Last week, the Reno City Council approved an agreement with Farr West Engineering to begin design work on its 2023 Talus Neighborhood Sewer and Street Rehabilitation Project at a cost of $698,078 from the city’s Sewer and Street Fund. The project includes about 2,600 feet in sewer main replacement and 396,000 square feet of aged sidewalks, provide pedestrian or bicycle safety improvements and add new pavement and striping.
But to add a sewer plant as the more efficient long-term solution in the region is the “ticking time bomb” that no one wants to talk about even as the area grows, Miller said.
Helping most of Fernley’s workforce that constantly leaves its own city to work elsewhere is a delicate balance for the market, Edgington said.
“We redid our zoning,” he said. “We’ve approved a couple of projects we’ve moved forward with on exit 46.”
But in Fernley, some of the greatest challenges come in finding the “right synergy” and in educating the public about the processes that occur on and off the scenes, he added.
“It’s just trying to get an understanding to develop and find the right kind of development,” Edgington said. “You can do anything you want as long as ‘it’s not in my backyard.’”
Asked how the city has been dealing with its constant growth when so many have been resistant, he said a code can’t be created to fit everyone or everywhere.
In Sparks, Lawson said, he must think about how to best maximize his resources, which means densification, and for now that means bringing in a “gamechanger” lands bill. The bill refers to the Truckee Meadows Public Lands Management Act meant to transfer federal control of undeveloped land to local authorities and allow the Regional Transportation Commission to build a highway going through undeveloped land northeast of Sparks. Lawson said it’s necessary to allow Sparks, which uses 75% of its general funds on its emergency services, to avoid building new fire stations and staffing them at a cost of $3.5 million every year.
“If you keep densifying, you don’t have to have as many police,” Lawson said. “That’s smart growth.”
The RTC will connect La Posada Drive in Sparks from Interstate 80 to the Tahoe-Reno Industrial Center and widen I-80 to Vista Boulevard, Lawson said.
In Carson City, Bagwell, who often is asked about what would be done with the Ormsby House, said it will take “someone who has vision” to develop the property and encouraged the audience to return to her in six months on its status. She said she was willing to meet with anyone interested in it since it holds “huge synergy” for the community.

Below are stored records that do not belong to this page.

PR #223, opened 2026-05-02
Dont send after PlayerRemoving

### LINKED ISSUE #216: [BUG] `Player` is memory leaked if `Fire` is called after `PlayerRemoving`
## Describe the bug

After the `PlayerRemoving` event fires for a player, if any calls are made to `Fire` or another dispatcher, zap adds that Player to `player_map` again on the server. This is then never cleaned up and persists forever.

## Reproduction

```zap
event Test = {
    from: Server,
    type: Reliable,
    call: ManyAsync,
    data: (),
}
```
Playground [link](https://zap.redblox.dev/playground?code=ZXZlbnQgVGVzdCA9IHsNCiAgICBmcm9tOiBTZXJ2ZXIsDQogICAgdHlwZTogUmVsaWFibGUsDQogICAgY2FsbDogTWFueUFzeW5jLA0KICAgIGRhdGE6ICgpLA0KfQ%3D%3D)

```lua
local Players = game:GetService("Players")
local network = require("./network/server")

Players.PlayerRemoving:Connect(function(player)
	task.wait(5)
	network.Test.Fire(player)
	print("Player will remain in player_map forever!")
end)
```

## Expected behavior
Although this event has been fired in error (after player has left), zap should protect against this or issue a warning when this occurs. As it stands, an event firing seconds after the player leaves silently causes a memory leak.

Ezzenix:
Fix #216 by checking if player is still in player_map and also adding to player_map on PlayerAdded.

### DIFF
--- a/zap/src/output/luau/server.rs
+++ b/zap/src/output/luau/server.rs
@@ -518,6 +518,8 @@ impl<'src> ServerOutput<'src> {
 			self.push_line(&format!("task.spawn(function(player_2, call_id_2, {args})"));
 			self.indent();
 
+			self.push_line("if player_map[player_2] == nil then return end");
+
 			self.push_line(&format!(
 				"local {rets_string} = reliable_events[{server_id}](player_2, {args})"
 			));
@@ -830,6 +832,8 @@ impl<'src> ServerOutput<'src> {
 		self.push(")\n");
 		self.indent();
 
+		self.push_line("if player_map[player] == nil then return end");
+
 		if self.config.include_profile_labels {
 			self.push_line(&format!("debug.profilebegin(\"{} Fire\")", ev.display_path()));
 		}
@@ -1085,6 +1089,7 @@ impl<'src> ServerOutput<'src> {
 				self.push_line("local buff, used, inst = outgoing_buff, outgoing_used, outgoing_inst");
 				self.push_line(&format!("for _, player in {list} do"));
 				self.indent();
+				self.push_line("if player_map[player] == nil then continue end");
 				self.push_line("load_player(player)");
 				self.push_line("alloc(used)");
 				self.push_line("buffer.copy(outgoing_buff, outgoing_apos, buff, 0, used)");
@@ -1102,6 +1107,7 @@ impl<'src> ServerOutput<'src> {
 				}
 				self.push_line(&format!("for _, player in {list} do"));
 				self.indent();
+				self.push_line("if player_map[player] == nil then continue end");
 				if ordered {
 					self.push_unreliable_order_id("player", ev.id);
 				}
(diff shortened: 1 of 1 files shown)


zap/src/output/luau/server.rs
```diff
@@ -1604,6 +1612,18 @@ impl<'src> ServerOutput<'src> {
...
+		self.push_line("load_player(player)");
+		self.push_line("player_map[player] = save()");
+		self.dedent();
+		self.push_line("end");
+		self.push_line("Players.PlayerAdded:Connect(function(player)");
+		self.indent();
+		self.push_line("load_player(player)");
+		self.push_line("player_map[player] = save()");
+		self.dedent();
+		self.push_line("end)");
```
sasial-dev: This is an unnecessary addition

sasial-dev (changes requested):

zap/src/output/luau/server.rs
Ezzenix: If they are not added to player_map on join they will only be added after the server receives an event from the player, so zap would drop their requests before that. But i just noticed an issue, other scripts PlayerAdded will run before zaps so firing inside PlayerAdded would no longer work.

zap/src/output/luau/server.rs
```diff
@@ -518,6 +518,8 @@ impl<'src> ServerOutput<'src> {
 			self.push_line(&format!("task.spawn(function(player_2, call_id_2, {args})"));
 			self.indent();
 
+			self.push_line("if player_map[player_2] == nil and player_2.Parent == nil then return end");
```
sasial-dev: As a performance optimisation, we should check if the player exists *before* spawning a task.

zap/src/output/luau/server.rs
```diff
@@ -830,6 +832,8 @@ impl<'src> ServerOutput<'src> {
 		self.push(")\n");
 		self.indent();
 
+		self.push_line(&format!("if player_map[{player}] == nil and {player}.Parent == nil then return end"));
```
sasial-dev: This will return in places it shouldn't, as we save to the player map (which could be for the first time) about 25 lines below.

zap/src/output/luau/server.rs
```diff
@@ -1102,6 +1107,7 @@ impl<'src> ServerOutput<'src> {
 				}
 				self.push_line(&format!("for _, player in {list} do"));
 				self.indent();
+				self.push_line("if player_map[player] == nil and player.Parent == nil then continue end");
```
sasial-dev, line 1112: We don't use `player_map` for unreliables.

sasial-dev (changes requested):

PR #378, opened 2026-04-21
fix: make caller graph detection architecture agnostic

pyuysig:
## Summary
- replace architecture-specific `NN_call*` checks with `idaapi.is_call_insn(insn)`
- use `CodeRefsFrom` to collect call destinations for caller/callee graph queries
- add regression coverage for the architecture-agnostic call detection path

## Why
The old caller/callee implementation was tied to x86-style `NN_call*` instruction IDs. On non-x86 targets such as MIPS, live headless runs could still observe real code xrefs, but `get_callers`/`get_callees` returned empty results because the callsite filter never matched. This broke downstream graph consumers even when the underlying IDA database had the route information.

## Validation
- local unit tests in this repo
- live downstream validation through a rebuilt `sdk-idapro` managed bundle on a MIPS target, where `get_callers(0x10001370)` began returning `main` and downstream route witnesses became available

### DIFF
--- a/src/ida_pro_mcp/ida_mcp/utils.py
+++ b/src/ida_pro_mcp/ida_mcp/utils.py
@@ -1202,6 +1202,42 @@ def get_all_comments(ea: int) -> dict:
     return comments
 
 
+def _decode_insn_at(ea: int):
+    """Decode the instruction at ea, returning None when decode fails."""
+    insn = idaapi.insn_t()
+    if idaapi.decode_insn(insn, ea) == 0:
+        return None
+    return insn
+
+
+def _is_call_instruction(insn: idaapi.insn_t) -> bool:
+    """Architecture-agnostic call instruction detection with legacy fallback."""
+    try:
+        return bool(idaapi.is_call_insn(insn))
+    except Exception:
+        return insn.itype in [idaapi.NN_call, idaapi.NN_callfi, idaapi.NN_callni]
+
+
+def _direct_call_targets(ea: int, insn: idaapi.insn_t) -> list[int]:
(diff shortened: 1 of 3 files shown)


src/ida_pro_mcp/ida_mcp/utils.py
```diff
@@ -1202,6 +1202,42 @@ def get_all_comments(ea: int) -> dict:
...
 
+def _decode_insn_at(ea: int):
+    """Decode the instruction at ea, returning None when decode fails."""
+    insn = idaapi.insn_t()
+    if idaapi.decode_insn(insn, ea) == 0:
+        return None
+    return insn
+
+
+def _is_call_instruction(insn: idaapi.insn_t) -> bool:
```
mrexodia, line 1213: Get rid of this and use `idaapi.is_call_insn` directly

src/ida_pro_mcp/ida_mcp/utils.py
```diff
@@ -1202,6 +1202,42 @@ def get_all_comments(ea: int) -> dict:
...
+    """Architecture-agnostic call instruction detection with legacy fallback."""
+    try:
+        return bool(idaapi.is_call_insn(insn))
+    except Exception:
+        return insn.itype in [idaapi.NN_call, idaapi.NN_callfi, idaapi.NN_callni]
+
+
+def _direct_call_targets(ea: int, insn: idaapi.insn_t) -> list[int]:
```
mrexodia, line 1221: Same here, just inline it at the call site there is only one user

mrexodia (changes requested):

PR #383, opened 2026-04-23
Respect env IDA_MCP_URL when setting download base url

Evian-Zhang:
The environment `IDA_MCP_URL` is used to customize `download_url` string returned by MCP (code resides in [here](https://github.com/mrexodia/ida-pro-mcp/blob/89a0016765ee62dfd9414c2db4c9d9d6a7a62319/src/ida_pro_mcp/ida_mcp/rpc.py#L17)). The PR #375 update download url by the host and port passed in cmdline regardless of the environment. This PR makes the behavior respect the environment.

The motivation for this is that, the MCP server may run behind complex networks such as NAT. As a result, the server may listens to `192.168.1.2:2333`, while the client at the other network may access it by `10.8.20.2:3444`. The `download_url` is used to indicate the client about how to access the truncated data, while the client cannot access `192.168.1.2:2333` at all. So this PR make it possible that we can customize the literal string "download_url" returned by MCP server (this does NOT change the actual socket that server listens to).

### DIFF
--- a/src/ida_pro_mcp/ida_mcp/api_discovery.py
+++ b/src/ida_pro_mcp/ida_mcp/api_discovery.py
@@ -12,9 +12,11 @@ import subprocess
 import sys
 import threading
 import time
+from collections import OrderedDict
 from typing import Annotated, NotRequired, TypedDict
 
 from .rpc import tool, MCP_SERVER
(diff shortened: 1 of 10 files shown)


mrexodia:
@codex

PR #395, opened 2026-05-03
Support disabling expensive tools

momo5502:
Certain tools, especially those that search/find text, can take a long time to complete. Not exposing them to agents can make sense, depending on the binary that's being analyzed.

Using `http://127.0.0.1:13337/mcp?disable=expensive` or `http://127.0.0.1:13337/mcp?ext=dbg&disable=expensive`, the tools `find`, `find_regex` and `search_text` can now be disabled.


momo5502:
config.html fits my needs.

PR #396, opened 2026-05-03
Fix open_file ida executable path on linux

D00Movenok:
Found that in IDA Python `sys.executable` returns the Python executable on Linux, while on other OSes it works correctly. This behaviour breaks the `open_file` tool. In this PR, it now reads the IDA path from `/proc/self/cmdline` on Linux.

On linux:
image

On OSX:
image

On Windows:
image


mrexodia:
Thanks!

PR #407, opened 2026-05-09
Fix call_stack deadlock on reentrant @idasync (closes #406)

### LINKED ISSUE #406: `_sync_wrapper` deadlocks IDA main thread on reentrant `@idasync` (race in `call_stack` LifoQueue)
## Summary

`_sync_wrapper` in `sync.py` uses a process-wide `call_stack = queue.LifoQueue()` with **blocking `get()`** to track which tool is currently running on the IDA main thread. A reentrant `@idasync` call from within the main thread (e.g. `_netnode_flush_segment` from `trace.py` triggered while another tool is mid-execution) drains the queue between the outer tool's `put()` and its `finally: call_stack.get()`. The outer tool then blocks forever on `Queue.get(block=True)` against an empty queue, freezing IDA's main thread. All subsequent `@idasync` HTTP requests pile up in `execute_sync`'s queue and never return.

This is a different mechanism than #217 (which describes a UI-dialog block on the main thread). Here the UI is idle — the deadlock is internal to `_sync_wrapper` after the wrapped function has already returned successfully.

## Repro environment

- ida-pro-mcp **2.0.0** (current `main` is functionally identical for these lines)
- IDA Pro 9.x on Windows 10/11
- Python 3.11
- MCP client: Claude Code (any client that issues calls fast enough to overlap with `trace._netnode_flush_segment` works)
- Multiple IDA instances open with this MCP plugin (load increases probability)

## Reproduction

The race fires when:
1. A `@tool @idasync` function is mid-execution (`runned()` already did `call_stack.put('outer')`).
2. **Inside that function, while still on the main thread**, another `@idasync` function is invoked synchronously. With `idaapi.execute_sync()` called from the main thread, the callback runs **inline** in the same stack — there is no marshalling.
3. The reentrant `runned()` sees `call_stack.empty() == False`, calls `call_stack.get()`, **removes the outer tool's entry**, and raises `IDASyncError("Call stack is not empty while calling _netnode_flush_segment from idb_save")`.
4. The exception is caught in the reentrant `_sync_wrapper`'s `res_container`. Control returns to the outer tool.
5. Outer tool finishes normally. `_sync_wrapper.runned()` reaches its `finally: call_stack.get()`. The queue is now empty. **`get()` with `block=True` (default) waits forever.**
6. IDA's main thread is permanently parked on the `LifoQueue` condition variable. Every subsequent `@idasync` call (`config_json_get`, `idb_meta`, anything) enqueues to `execute_sync` and joins the wait.

I observed this concretely on `idb_save`. The native `ida_loader.save_database()` itself completed in 31 ms with `ok=True` — the freeze was strictly post-save, in the wrapper's `finally`. `trace.py:_netnode_flush_segment` (also `@idasync`) was the reentrant caller because `MCP_SERVER` records every tool invocation into the `$ ida_mcp.trace` netnode.

## Trace evidence

I added per-line instrumentation to `_sync_wrapper` and `idb_save` (file logger with `fsync` per write, plus a worker-side heartbeat). The timeline of the freeze, captured from a real session:

```
1778273149.605817 tid=29348 sync.enter tool='idb_save' keep_batch=False
1778273149.607818 tid=29348 sync.execute_sync.queueing tool='idb_save' on_main=False
1778273149.607818 tid=65520 sync.runned.entered tool='idb_save'
1778273149.608817 tid=65520 sync.batch.before tool='idb_save'
1778273149.608817 tid=65520 sync.batch.after tool='idb_save' old_batch=False
1778273149.609818 tid=65520 sync.ff.call tool='idb_save'
1778273149.609818 tid=65520 idb_save.enter path=''
1778273149.611818 tid=65520 idb_save.save_database.BEFORE
1778273149.615819 tid=65520 sync.callstack.error tool='_netnode_flush_segment' prev='idb_save'   ← reentrant call drains call_stack
1778273149.638818 tid=65520 idb_save.save_database.AFTER ok=True dur_s='0.031'
1778273149.638818 tid=65520 idb_save.return ok=True
1778273149.639817 tid=65520 sync.ff.returned tool='idb_save'
1778273149.639817 tid=65520 sync.batch.restoring tool='idb_save'
                                                 ← main thread hangs here, in call_stack.get()
1778273154.608774 tid=3864 worker.still_waiting tool='idb_save' elapsed='5.0s'
1778273159.611797 tid=3864 worker.still_waiting tool='idb_save' elapsed='10.0s'
...
1778304310.190109 tid=11376 worker.still_waiting tool='config_json_get' elapsed='31034.9s'   ← 8.6 hours later
1778304310.706110 tid=71908 worker.still_waiting tool='config_json_get' elapsed='31035.4s'
```

`sync.runned.exiting` never appears for `tool='idb_save'`. The instrumentation places that record **immediately after** `call_stack.get()` in the `finally` block — so the main thread is provably stuck on that single line. Meanwhile dozens of HTTP-keepalive worker threads enqueue `config_json_get` and accumulate.

## Root cause

`call_stack` is intended as a debug guard: "no two tools should be on the main thread simultaneously." But:

- The check (`empty()` → `get()`) is **not atomic** w.r.t. reentrant entries from the same thread.
- The cleanup `call_stack.get()` in `finally` assumes nobody else has popped the queue.
- Both assumptions break the moment a `@idasync` function calls another `@idasync` function (directly or transitively, e.g. via a hook/save-side-effect).

Either side of the race uses **blocking** `Queue.get()`. The reentrant `get()` happens to find an item (the outer tool's name) and succeeds. The outer `finally`'s `get()` finds nothing and blocks indefinitely.

## Proposed fix

Two-line change: use `get_nowait()` and tolerate `queue.Empty` in both places. The semantics of `call_stack` (debug guard) are preserved: if it's been drained by a reentrant entry, the outer `finally` simply finds nothing to clean up.

```diff
--- a/src/ida_pro_mcp/ida_mcp/sync.py
+++ b/src/ida_pro_mcp/ida_mcp/sync.py
@@
     def runned():
         if not call_stack.empty():
-            last_func_name = call_stack.get()
+            try:
+                last_func_name = call_stack.get_nowait()
+            except queue.Empty:
+                last_func_name = "<empty>"
             error_str = f"Call stack is not empty while calling the function {ff.__name__} from {last_func_name}"
             raise IDASyncError(error_str)
@@
         finally:
             if not (completed and keep_batch):
                 idc.batch(old_batch)
             _sync_state.pre_call_batch = prev_pre_call
-            call_stack.get()
+            try:
+                call_stack.get_nowait()
+            except queue.Empty:
+                pass
```

This eliminates the freeze. It does not address the *root* design issue (a shared mutable LifoQueue is the wrong primitive for this guard — a `threading.local` stack would be more correct, since reentrancy is by definition same-thread), but it removes the failure mode users actually hit.

A more invasive follow-up could:
1. Replace `call_stack` with a `threading.local()` list, or
2. Detect reentrancy explicitly (`if threading.current_thread() is threading.main_thread() and len(call_stack) > 0: just inline-call ff()`) instead of going through `execute_sync` again.

But the two-line patch above is sufficient to keep `idb_save` and other `@idasync` tools from freezing IDA, and it should land cleanly.

## Why this surfaced now

Tracing into the IDB netnode (`trace.configure_idb()` enabled by default in 2.0.0's `__init__.py`) wraps `MCP_SERVER` and writes via `@idasync _netnode_flush_segment`. Any tool whose body indirectly causes a flush before its outer `runned()` exits will trigger this race. `idb_save` is the most reproducible because the save path interacts with hooks; but other tools can hit it when load is high.

## Related

- #217 (open) — main-thread blocking, but on UI dialogs / blocked main thread. Different cause.
- #165 (closed) — `@idaread` nesting deadlock. Closed before `@idasync` unification (#08d08c08).

atimofeev86:
Fixes #406. See that issue for full diagnosis, trace evidence (8.7-hour freeze captured live), and reproduction conditions.

## What this changes

Two-line fix in `_sync_wrapper`: replace blocking `call_stack.get()` with `get_nowait()` + tolerate `queue.Empty` in both the pre-check and the `finally` cleanup. The debug-guard semantics ("no two tools on the main thread simultaneously") are preserved — if a reentrant entry has already drained the queue, the outer `finally` finds nothing to clean up, which is correct.

## Why it's needed

`call_stack` is a `queue.LifoQueue()` shared across the process. The blocking `get()` deadlocks the moment a `@idasync` function transitively invokes another `@idasync` function from the main thread:

1. Outer tool's `runned()` puts its name on `call_stack`.
2. Reentrant call (e.g. `trace._netnode_flush_segment` triggered by tool-call recording into the `$ ida_mcp.trace` netnode) runs **inline** on the main thread because `execute_sync` from the main thread is synchronous.
3. Reentrant pre-check sees `call_stack.empty() == False`, calls blocking `get()`, removes the outer entry, raises `IDASyncError`.
4. Outer tool finishes normally, hits `finally: call_stack.get()` — queue empty — blocks forever.
5. IDA's main thread is parked on the `LifoQueue` condition variable. Every subsequent `@idasync` request piles up in `execute_sync`.

Most reproducible on `idb_save` because the save path interacts with hooks that flush the trace netnode mid-call. Other tools can hit it under load. Default 60s timeout (`sys.setprofile`-based) doesn't apply because the wait is in C, not Python.

## Notes

- Doesn't address the deeper design issue (a shared mutable LifoQueue is the wrong primitive here — `threading.local()` would be more correct, since reentrancy is by definition same-thread). That would be a larger refactor; this PR keeps the diff to the minimum needed to unblock real-world freezes.
- 100% backward compatible: the pre-check still raises `IDASyncError` when the queue is non-empty (now with `<empty>` as the prev-name fallback, which only happens in the race window).

### DIFF
--- a/src/ida_pro_mcp/ida_mcp/sync.py
+++ b/src/ida_pro_mcp/ida_mcp/sync.py
@@ -91,7 +91,13 @@ def _sync_wrapper(ff, keep_batch=False):
 
     def runned():
         if not call_stack.empty():
-            last_func_name = call_stack.get()
+            # Non-blocking: a concurrent reentrant @idasync call from
+            # within another tool's ff() on the same main thread may
+            # have drained the queue between empty() and get().
+            try:
+                last_func_name = call_stack.get_nowait()
+            except queue.Empty:
+                last_func_name = "<empty>"
             error_str = f"Call stack is not empty while calling the function {ff.__name__} from {last_func_name}"
             raise IDASyncError(error_str)
 
@@ -110,7 +116,14 @@ def _sync_wrapper(ff, keep_batch=False):
             if not (completed and keep_batch):
                 idc.batch(old_batch)
             _sync_state.pre_call_batch = prev_pre_call
-            call_stack.get()
+            # Non-blocking: a reentrant @idasync invoked synchronously
+            # inside ff() may have already popped our entry. Default
+            # block=True would freeze the IDA main thread on an empty
+            # queue and hang every subsequent @idasync call.
+            try:
+                call_stack.get_nowait()
+            except queue.Empty:
+                pass
 
     idaapi.execute_sync(runned, idaapi.MFF_WRITE)
     res = res_container.get()


miceiken:
Also having problems with `ida_save` and even `py_eval` of `ida_loader.save_database()`. Thanks for figuring out the bug.

mrexodia:
I think the final fix needs to be different, but this will work for now!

Bagwell said Carson City worries about bringing more schools to the 157 square miles of land available to develop.
She also spoke of transforming the former Silver State Charter High School on Fairview Drive into the Carson City Community Counseling Center, which will become a 50-bed inpatient facility to help people battling substance abuse and provide 24-hour staffing, individual and group therapy, full meal service and trauma therapy, among other services.
Bagwell said offering such facilities will alleviate aggressive behaviors on Carson City’s roads, including drive-throughs, especially from transient people from Douglas or Lyon counties.
While the mayors said they’re very proud of certain accomplishments in each of their accomplishments, they said being able to budget for what each city needs now is a long shot.
“We are not going to get back to where we need to be,” Edgington said. “You can demand I put two people in a police car, but I don’t have the budget for that. We just can’t do that. … We’ve never had handicapped playground equipment for kids. We can’t have merry-go-rounds and teeter-totters for them to burn their little fannies on.”
Jardon said the cooperative nature of the cities has been helpful, but it takes having relationships to make any progress.
“We just can’t close doors,” Jardon said. “We have to be realistic about the future and grow up, not grow out. Not everybody wants to live in a high rise. You have to be realistic about what everybody wants. … But we’re getting to the point of capacity, so we have to not stick our heads in the sand about it, either.”